In [1]:
import pandas as pd
import sys
read_path = "~/Dropbox (ASU)/Google Analytics/all/"


In [2]:
# Set path and get helpers
sys.path.append("/Users/saaryalov/GoogleAnalyticsKaggle/")


In [3]:
%%time
train = pd.read_csv(read_path+"extracted_fields_train.gz", dtype={'date': str, 'fullVisitorId': str, 'sessionId':str}, nrows=None)
test = pd.read_csv(read_path+"extracted_fields_test.gz", dtype={'date': str, 'fullVisitorId': str, 'sessionId':str}, nrows=None)
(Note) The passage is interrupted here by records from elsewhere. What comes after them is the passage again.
PR #8467, opened 2024-09-20
Add command to display history for current release

mmmarcos:
Also simplify news fragment check in the CI (https://github.com/Scille/parsec-cloud/pull/8467/commits/48898831914c81f6fb65606f44c266614acbae43): with the previous checks it was impossible to update the README file or update an existing news fragment.

### DIFF
--- a/.github/workflows/ci.yml
+++ b/.github/workflows/ci.yml
@@ -180,9 +180,7 @@ jobs:
             )
           && steps.newsfragment-have-changed.outputs.newsfragments == 'true'
         run: |
-          whereis git
-          git fetch origin ${{ github.base_ref }}
-          python .github/scripts/check_newsfragments.py --base=${{ github.base_ref }}
+          python .github/scripts/check_newsfragments.py
         timeout-minutes: 5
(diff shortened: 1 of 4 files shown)


.github/workflows/ci.yml
```diff
@@ -182,7 +182,7 @@ jobs:
         run: |
           whereis git
           git fetch origin ${{ github.base_ref }}
```
FirelightFlagboy, line 184: Remove `git fetch` since it's not used by the script

FirelightFlagboy (commented):
This simplify the script, but I see that we will be checking for each newsfragment not only the one added/modified by a PR.

I would say it's not too costly to check for each fragments every time. but if it is we could perform what was done before in a single command:

```
git diff --name-only `git merge-base origin/master HEAD` -- newsfragment
```

FirelightFlagboy (approved):

.github/workflows/ci.yml
mmmarcos: done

CPU times: user 12.4 s, sys: 870 ms, total: 13.3 s
Wall time: 12.1 s


In [4]:
train.columns

Index(['channelGrouping', 'date', 'fullVisitorId', 'sessionId', 'visitId',
       'visitNumber', 'visitStartTime', 'device.browser',
       'device.deviceCategory', 'device.isMobile', 'device.operatingSystem',
       'geoNetwork.city', 'geoNetwork.continent', 'geoNetwork.country',
       'geoNetwork.metro', 'geoNetwork.networkDomain', 'geoNetwork.region',
       'geoNetwork.subContinent', 'totals.bounces', 'totals.hits',
       'totals.newVisits', 'totals.pageviews', 'totals.transactionRevenue',
       'trafficSource.adContent', 'trafficSource.campaign',
       'trafficSource.isTrueDirect', 'trafficSource.keyword',
       'trafficSource.medium', 'trafficSource.referralPath',
       'trafficSource.source'],
      dtype='object')

In [5]:
train["totals.transactionRevenue"].fillna(0,inplace=True)


In [6]:
# Change to DateTime
for df in [train, test]:
    df['date'] = pd.to_datetime(df['visitStartTime'], unit='s')
    df['sess_date_dow'] = df['date'].dt.dayofweek
    df['sess_date_hours'] = df['date'].dt.hour
    df['sess_date_dom'] = df['date'].dt.day
    
    del df['date']
    del df['visitStartTime']


In [7]:
print(f"Notice that {train.shape} is different then used on kernels, it is because in most kernels low variance features were dropped")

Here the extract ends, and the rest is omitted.